Requirement | Your job is to copy every line in the material containing the word "expressions".

Supplied records |
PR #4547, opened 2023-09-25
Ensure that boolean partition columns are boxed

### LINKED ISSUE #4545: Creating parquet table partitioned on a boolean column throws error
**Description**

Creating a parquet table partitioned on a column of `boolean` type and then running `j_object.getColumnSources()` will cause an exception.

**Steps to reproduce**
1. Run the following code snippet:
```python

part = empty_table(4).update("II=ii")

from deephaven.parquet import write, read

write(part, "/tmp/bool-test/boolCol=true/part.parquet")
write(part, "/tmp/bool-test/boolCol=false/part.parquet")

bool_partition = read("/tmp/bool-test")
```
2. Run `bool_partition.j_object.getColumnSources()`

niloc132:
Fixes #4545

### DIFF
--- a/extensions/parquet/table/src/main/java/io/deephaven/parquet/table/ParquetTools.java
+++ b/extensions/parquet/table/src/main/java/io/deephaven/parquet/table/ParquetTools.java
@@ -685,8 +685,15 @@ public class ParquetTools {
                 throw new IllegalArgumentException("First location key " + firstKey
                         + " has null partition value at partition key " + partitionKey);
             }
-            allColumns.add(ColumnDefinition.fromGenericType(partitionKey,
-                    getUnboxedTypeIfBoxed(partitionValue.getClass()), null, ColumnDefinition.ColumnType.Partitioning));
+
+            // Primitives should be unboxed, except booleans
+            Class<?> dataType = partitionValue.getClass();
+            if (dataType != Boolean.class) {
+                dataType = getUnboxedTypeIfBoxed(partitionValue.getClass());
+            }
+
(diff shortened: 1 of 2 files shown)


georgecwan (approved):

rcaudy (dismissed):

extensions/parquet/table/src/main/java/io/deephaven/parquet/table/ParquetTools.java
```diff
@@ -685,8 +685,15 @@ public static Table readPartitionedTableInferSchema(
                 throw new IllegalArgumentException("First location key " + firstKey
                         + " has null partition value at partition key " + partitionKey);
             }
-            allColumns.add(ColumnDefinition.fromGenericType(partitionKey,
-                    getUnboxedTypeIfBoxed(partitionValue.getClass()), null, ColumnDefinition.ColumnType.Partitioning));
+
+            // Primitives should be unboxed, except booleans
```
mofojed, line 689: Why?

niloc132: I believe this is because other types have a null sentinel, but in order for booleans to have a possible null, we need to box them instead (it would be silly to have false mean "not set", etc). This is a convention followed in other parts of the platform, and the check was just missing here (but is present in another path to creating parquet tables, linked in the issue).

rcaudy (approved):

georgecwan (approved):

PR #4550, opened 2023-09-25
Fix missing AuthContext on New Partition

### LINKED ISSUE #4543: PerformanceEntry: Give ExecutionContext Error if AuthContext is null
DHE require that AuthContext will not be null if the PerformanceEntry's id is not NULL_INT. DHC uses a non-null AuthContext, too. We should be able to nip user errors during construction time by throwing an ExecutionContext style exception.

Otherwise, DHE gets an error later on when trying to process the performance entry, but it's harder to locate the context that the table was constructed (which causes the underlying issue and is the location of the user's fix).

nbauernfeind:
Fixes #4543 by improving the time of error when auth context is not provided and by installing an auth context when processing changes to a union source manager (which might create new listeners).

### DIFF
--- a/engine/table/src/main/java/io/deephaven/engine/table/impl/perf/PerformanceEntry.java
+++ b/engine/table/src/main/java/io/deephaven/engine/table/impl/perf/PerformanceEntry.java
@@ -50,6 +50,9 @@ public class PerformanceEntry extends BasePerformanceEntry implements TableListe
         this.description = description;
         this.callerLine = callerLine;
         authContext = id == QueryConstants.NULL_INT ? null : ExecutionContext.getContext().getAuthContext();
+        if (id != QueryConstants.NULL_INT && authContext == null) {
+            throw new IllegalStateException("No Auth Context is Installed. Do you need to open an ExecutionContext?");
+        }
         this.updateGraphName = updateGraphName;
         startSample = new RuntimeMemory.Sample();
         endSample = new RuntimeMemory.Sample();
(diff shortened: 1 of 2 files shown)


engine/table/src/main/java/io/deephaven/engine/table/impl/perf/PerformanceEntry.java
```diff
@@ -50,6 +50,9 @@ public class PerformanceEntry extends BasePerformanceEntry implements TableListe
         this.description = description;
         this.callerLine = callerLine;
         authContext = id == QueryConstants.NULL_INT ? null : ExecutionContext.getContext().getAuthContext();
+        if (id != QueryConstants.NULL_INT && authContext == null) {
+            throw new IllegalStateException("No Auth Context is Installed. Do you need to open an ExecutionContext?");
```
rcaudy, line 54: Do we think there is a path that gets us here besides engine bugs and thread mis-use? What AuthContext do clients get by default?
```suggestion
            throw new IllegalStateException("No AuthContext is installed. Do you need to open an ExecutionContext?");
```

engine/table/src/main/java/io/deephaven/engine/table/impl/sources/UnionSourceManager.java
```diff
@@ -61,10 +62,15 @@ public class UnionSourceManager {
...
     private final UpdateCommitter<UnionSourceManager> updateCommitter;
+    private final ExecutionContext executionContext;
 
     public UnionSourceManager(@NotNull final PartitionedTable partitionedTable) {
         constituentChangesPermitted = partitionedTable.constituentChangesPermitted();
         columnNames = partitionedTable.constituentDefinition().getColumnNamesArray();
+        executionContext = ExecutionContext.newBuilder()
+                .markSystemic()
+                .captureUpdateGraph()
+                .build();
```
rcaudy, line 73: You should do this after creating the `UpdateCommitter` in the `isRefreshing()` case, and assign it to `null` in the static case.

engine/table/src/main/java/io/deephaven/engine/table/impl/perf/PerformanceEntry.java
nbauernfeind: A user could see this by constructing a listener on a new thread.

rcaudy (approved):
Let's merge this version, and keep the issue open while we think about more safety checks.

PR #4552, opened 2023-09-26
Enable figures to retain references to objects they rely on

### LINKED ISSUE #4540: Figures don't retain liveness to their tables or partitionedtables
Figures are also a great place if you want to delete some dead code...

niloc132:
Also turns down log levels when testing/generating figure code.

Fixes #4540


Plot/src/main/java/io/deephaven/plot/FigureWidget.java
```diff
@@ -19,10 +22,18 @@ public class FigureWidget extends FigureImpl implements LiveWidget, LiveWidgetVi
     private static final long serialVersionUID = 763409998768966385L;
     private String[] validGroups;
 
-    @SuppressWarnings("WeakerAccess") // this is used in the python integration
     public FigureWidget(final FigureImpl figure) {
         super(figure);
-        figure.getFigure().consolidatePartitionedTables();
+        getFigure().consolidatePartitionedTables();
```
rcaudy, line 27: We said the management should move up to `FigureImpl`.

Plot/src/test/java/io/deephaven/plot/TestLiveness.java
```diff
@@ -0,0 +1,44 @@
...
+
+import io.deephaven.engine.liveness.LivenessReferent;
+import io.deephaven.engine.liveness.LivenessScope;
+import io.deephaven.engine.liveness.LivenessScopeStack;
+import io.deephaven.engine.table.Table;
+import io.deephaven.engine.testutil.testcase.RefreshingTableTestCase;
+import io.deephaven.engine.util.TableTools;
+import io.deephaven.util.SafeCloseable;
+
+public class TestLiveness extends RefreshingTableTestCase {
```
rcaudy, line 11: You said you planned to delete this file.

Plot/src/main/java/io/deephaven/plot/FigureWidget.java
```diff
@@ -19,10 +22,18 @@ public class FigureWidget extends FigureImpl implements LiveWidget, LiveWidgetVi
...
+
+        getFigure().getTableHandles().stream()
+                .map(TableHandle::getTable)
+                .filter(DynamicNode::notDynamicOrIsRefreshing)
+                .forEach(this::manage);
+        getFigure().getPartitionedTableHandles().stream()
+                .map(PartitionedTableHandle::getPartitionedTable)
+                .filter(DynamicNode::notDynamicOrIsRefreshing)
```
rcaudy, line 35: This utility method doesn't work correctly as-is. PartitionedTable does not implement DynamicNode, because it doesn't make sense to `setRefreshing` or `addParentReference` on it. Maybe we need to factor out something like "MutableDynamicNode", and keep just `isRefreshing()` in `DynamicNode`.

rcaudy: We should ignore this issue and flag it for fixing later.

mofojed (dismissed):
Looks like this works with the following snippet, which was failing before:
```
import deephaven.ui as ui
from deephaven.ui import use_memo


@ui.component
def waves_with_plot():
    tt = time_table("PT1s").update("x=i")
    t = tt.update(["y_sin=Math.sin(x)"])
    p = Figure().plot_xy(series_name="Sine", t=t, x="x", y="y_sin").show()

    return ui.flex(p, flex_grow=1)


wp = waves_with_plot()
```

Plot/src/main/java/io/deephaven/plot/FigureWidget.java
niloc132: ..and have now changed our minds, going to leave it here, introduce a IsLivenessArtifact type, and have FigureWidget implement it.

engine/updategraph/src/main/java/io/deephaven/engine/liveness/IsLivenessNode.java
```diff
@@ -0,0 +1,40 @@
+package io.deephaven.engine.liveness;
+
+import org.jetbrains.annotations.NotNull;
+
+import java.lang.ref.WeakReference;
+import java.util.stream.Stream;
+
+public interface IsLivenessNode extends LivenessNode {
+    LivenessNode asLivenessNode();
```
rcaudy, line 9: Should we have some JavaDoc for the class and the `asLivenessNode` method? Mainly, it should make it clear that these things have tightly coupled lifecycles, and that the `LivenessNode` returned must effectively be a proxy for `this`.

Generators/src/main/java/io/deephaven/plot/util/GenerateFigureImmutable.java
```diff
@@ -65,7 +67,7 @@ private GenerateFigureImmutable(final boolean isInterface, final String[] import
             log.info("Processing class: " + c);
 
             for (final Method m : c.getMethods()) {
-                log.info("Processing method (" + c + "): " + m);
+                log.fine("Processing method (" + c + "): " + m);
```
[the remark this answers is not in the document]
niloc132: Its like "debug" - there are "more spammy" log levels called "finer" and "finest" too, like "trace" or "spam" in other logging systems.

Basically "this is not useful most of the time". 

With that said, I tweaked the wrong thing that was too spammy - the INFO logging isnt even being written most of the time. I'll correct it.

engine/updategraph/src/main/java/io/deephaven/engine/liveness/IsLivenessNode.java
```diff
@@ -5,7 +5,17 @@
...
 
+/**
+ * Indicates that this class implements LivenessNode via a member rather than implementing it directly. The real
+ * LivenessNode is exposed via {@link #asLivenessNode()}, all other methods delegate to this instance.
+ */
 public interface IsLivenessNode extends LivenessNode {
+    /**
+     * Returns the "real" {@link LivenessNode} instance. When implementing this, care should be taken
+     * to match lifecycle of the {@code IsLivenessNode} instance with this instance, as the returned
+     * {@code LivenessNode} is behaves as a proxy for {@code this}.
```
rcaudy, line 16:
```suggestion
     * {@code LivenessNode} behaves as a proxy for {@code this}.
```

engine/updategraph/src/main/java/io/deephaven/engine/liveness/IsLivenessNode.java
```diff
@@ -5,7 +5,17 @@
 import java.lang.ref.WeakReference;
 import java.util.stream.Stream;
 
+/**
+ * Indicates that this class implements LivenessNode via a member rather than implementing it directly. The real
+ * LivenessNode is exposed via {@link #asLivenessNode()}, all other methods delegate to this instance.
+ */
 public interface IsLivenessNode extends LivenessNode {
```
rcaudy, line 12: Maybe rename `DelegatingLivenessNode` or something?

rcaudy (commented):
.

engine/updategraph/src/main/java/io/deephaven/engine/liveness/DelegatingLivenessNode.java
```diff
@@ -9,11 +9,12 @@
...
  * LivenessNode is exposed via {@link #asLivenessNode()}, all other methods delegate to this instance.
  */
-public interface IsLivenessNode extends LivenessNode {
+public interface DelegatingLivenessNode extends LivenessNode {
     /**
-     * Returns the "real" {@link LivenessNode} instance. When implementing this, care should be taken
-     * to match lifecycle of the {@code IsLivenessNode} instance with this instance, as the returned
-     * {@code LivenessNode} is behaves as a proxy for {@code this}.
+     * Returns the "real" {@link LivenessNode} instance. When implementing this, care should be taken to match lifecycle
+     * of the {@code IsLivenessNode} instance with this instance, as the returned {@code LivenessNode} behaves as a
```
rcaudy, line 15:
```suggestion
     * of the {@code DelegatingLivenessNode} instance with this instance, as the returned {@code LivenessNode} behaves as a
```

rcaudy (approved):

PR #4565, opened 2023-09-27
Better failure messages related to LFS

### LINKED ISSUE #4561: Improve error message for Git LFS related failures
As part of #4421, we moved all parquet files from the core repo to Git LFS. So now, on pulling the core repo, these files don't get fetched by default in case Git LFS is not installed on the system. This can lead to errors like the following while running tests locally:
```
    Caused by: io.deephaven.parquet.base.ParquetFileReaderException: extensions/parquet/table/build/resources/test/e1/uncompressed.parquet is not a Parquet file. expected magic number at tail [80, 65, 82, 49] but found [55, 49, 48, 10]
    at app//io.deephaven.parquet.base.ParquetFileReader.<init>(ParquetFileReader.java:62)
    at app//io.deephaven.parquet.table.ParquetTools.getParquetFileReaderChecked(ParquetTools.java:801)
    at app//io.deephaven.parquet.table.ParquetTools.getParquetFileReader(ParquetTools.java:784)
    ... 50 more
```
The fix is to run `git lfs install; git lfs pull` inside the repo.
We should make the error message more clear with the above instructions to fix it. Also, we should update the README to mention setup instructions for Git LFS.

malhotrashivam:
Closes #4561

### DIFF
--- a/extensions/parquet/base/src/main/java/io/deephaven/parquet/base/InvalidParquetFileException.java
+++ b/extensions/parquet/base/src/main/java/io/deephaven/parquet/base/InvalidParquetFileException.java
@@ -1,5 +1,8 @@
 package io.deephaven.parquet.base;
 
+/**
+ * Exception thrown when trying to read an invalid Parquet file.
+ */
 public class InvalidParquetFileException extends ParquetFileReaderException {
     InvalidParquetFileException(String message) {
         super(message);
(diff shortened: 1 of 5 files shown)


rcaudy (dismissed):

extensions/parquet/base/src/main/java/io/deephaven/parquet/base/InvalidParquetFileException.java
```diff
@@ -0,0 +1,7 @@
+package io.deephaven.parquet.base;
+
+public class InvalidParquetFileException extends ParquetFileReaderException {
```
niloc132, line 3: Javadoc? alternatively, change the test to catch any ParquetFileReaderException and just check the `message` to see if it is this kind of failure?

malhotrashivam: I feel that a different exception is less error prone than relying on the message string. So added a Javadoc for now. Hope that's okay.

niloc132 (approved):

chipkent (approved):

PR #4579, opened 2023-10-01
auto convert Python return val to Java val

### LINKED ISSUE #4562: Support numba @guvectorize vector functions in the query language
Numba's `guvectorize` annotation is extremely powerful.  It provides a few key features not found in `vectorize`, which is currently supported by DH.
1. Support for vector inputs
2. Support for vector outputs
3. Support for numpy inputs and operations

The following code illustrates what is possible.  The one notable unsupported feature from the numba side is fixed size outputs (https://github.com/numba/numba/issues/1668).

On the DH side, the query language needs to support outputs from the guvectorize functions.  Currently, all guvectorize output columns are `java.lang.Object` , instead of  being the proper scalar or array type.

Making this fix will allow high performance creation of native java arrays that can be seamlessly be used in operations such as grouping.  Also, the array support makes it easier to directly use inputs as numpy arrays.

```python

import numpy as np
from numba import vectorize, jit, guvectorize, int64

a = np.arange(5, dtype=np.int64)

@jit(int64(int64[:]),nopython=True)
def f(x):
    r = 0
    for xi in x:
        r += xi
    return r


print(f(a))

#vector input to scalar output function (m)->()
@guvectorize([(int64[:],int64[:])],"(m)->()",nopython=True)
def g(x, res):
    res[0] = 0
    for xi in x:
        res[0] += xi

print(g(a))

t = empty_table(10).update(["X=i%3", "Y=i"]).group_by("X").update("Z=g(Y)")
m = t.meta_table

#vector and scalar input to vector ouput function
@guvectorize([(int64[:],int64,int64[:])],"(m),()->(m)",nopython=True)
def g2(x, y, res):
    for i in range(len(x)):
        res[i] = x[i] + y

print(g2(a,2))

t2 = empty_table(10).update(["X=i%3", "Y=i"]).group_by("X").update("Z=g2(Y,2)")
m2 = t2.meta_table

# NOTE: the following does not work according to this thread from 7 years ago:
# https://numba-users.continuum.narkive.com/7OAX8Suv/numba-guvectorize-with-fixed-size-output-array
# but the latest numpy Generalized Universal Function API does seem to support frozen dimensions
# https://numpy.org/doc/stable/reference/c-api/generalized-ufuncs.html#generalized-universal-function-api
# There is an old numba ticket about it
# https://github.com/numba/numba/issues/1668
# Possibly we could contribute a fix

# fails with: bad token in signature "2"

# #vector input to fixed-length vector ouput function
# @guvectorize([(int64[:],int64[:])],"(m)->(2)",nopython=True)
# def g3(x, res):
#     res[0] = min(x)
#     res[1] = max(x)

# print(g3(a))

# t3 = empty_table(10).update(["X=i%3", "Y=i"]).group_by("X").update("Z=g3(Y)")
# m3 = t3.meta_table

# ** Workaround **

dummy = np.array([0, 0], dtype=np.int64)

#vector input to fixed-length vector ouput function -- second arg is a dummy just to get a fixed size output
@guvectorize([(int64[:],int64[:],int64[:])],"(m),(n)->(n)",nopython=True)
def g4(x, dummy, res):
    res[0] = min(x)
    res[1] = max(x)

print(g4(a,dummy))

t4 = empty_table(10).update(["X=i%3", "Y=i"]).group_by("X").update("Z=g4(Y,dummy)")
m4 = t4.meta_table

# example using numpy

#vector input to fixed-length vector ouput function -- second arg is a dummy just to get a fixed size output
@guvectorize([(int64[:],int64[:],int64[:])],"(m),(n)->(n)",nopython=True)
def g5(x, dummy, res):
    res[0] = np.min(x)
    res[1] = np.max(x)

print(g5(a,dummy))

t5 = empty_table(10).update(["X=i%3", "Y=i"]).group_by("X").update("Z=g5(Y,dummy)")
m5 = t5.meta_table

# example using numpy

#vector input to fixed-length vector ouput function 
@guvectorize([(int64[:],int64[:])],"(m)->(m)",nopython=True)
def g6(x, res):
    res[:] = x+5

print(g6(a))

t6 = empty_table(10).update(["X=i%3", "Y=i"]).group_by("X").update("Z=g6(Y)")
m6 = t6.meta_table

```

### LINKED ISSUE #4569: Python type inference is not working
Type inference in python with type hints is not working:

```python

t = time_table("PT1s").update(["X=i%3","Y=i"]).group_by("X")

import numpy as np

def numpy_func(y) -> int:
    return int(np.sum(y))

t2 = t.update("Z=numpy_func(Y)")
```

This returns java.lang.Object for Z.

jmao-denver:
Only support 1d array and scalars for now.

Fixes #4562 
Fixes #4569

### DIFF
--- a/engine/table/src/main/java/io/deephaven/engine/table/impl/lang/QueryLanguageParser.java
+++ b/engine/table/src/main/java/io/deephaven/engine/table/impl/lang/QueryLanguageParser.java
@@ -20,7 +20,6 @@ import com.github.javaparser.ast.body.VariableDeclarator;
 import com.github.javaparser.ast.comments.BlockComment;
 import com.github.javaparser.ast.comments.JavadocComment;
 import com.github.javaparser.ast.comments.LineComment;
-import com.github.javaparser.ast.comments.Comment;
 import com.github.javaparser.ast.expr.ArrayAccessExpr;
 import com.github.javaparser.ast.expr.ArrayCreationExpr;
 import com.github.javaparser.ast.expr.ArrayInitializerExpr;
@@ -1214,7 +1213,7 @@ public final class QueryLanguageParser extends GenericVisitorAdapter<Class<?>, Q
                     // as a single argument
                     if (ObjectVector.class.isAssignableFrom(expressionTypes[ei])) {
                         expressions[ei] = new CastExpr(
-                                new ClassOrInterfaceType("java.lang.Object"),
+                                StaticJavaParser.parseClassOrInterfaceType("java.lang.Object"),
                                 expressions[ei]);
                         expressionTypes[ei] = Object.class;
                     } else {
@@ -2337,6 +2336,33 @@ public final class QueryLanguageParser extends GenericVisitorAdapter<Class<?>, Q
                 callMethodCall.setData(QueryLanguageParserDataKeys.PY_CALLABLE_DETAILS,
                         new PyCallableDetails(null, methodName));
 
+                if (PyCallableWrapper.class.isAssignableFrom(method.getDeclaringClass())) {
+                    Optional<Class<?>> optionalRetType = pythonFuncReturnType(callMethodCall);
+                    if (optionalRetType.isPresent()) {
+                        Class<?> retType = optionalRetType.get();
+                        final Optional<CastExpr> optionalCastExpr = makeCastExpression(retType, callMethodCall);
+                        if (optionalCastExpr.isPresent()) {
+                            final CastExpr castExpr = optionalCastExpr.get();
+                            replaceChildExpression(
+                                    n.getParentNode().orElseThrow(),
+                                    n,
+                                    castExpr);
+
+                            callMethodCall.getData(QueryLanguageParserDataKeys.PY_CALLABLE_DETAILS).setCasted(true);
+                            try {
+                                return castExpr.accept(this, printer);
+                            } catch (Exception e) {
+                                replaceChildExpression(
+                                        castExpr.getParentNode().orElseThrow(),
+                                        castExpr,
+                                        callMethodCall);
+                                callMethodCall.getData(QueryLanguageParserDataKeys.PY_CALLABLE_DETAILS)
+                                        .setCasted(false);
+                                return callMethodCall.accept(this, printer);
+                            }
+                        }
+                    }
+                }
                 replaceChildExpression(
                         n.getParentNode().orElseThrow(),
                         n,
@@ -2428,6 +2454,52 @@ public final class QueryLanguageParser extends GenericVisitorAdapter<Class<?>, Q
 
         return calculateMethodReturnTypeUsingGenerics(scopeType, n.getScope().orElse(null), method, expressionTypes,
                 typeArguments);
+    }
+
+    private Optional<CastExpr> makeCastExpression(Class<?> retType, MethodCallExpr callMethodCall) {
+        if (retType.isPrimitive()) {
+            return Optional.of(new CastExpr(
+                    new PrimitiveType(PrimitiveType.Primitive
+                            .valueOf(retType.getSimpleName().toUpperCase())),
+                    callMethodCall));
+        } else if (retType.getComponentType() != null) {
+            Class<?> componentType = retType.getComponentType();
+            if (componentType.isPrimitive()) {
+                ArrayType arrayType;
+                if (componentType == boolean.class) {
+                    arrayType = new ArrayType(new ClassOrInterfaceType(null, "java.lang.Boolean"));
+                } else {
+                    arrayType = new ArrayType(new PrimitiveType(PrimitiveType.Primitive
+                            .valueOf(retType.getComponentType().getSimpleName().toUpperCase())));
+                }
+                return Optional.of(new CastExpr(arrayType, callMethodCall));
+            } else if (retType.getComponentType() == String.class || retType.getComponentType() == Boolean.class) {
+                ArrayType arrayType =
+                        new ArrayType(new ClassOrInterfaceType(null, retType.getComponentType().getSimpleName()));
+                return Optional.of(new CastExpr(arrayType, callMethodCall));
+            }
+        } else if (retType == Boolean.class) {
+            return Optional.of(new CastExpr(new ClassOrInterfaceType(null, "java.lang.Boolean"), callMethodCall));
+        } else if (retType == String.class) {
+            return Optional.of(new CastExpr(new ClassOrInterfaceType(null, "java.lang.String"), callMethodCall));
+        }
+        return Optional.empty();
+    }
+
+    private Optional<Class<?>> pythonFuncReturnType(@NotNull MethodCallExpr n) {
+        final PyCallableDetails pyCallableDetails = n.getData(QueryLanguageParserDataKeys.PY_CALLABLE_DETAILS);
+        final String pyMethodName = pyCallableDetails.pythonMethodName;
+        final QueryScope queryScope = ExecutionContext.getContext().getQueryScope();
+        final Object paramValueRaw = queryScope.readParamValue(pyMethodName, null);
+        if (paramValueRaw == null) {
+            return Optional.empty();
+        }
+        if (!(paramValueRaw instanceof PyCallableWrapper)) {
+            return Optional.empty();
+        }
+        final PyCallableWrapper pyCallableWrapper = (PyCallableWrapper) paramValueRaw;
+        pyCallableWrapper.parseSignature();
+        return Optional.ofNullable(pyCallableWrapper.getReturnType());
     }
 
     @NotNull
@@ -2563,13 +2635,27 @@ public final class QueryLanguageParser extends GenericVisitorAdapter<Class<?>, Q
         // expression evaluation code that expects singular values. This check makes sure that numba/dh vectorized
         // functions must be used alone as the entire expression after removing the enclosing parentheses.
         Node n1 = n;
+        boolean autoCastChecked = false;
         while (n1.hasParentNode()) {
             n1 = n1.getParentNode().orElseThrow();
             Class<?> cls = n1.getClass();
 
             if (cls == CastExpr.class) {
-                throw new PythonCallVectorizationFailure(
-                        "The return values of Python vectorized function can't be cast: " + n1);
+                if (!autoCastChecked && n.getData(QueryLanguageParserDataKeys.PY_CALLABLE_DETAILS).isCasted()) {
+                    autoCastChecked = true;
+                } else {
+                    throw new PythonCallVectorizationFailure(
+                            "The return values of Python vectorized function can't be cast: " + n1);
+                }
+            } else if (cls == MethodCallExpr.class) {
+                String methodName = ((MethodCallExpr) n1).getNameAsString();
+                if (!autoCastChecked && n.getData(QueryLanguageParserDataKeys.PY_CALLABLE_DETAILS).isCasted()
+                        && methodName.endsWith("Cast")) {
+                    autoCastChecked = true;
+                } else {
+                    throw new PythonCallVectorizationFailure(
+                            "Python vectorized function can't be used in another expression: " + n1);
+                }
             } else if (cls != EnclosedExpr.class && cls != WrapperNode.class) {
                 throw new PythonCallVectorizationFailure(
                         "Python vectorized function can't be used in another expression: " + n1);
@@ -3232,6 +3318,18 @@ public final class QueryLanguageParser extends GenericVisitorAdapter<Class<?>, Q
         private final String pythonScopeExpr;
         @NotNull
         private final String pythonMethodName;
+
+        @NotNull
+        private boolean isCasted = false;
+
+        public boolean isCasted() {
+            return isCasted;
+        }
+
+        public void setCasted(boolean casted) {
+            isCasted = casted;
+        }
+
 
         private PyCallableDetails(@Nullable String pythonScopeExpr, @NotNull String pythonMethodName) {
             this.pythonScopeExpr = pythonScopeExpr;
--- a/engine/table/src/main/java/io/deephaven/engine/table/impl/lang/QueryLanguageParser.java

Your response |
                         expressions[ei] = new CastExpr(
                                 expressions[ei]);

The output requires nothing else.